[Exercise requirements]: Go line by line through the entries below and copy those containing the string "newlines".

[Material provided]:
PR #640, opened 2022-12-16
Escaping newlines in logs

bajinsheng:
For some databases, especially SQLite, it is required to escape the newlines in the log for a reproducible log.


mrigger (approved):
LGTM, thanks!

[Response to the exercise]:
Escaping newlines in logs
For some databases, especially SQLite, it is required to escape the newlines in the log for a reproducible log.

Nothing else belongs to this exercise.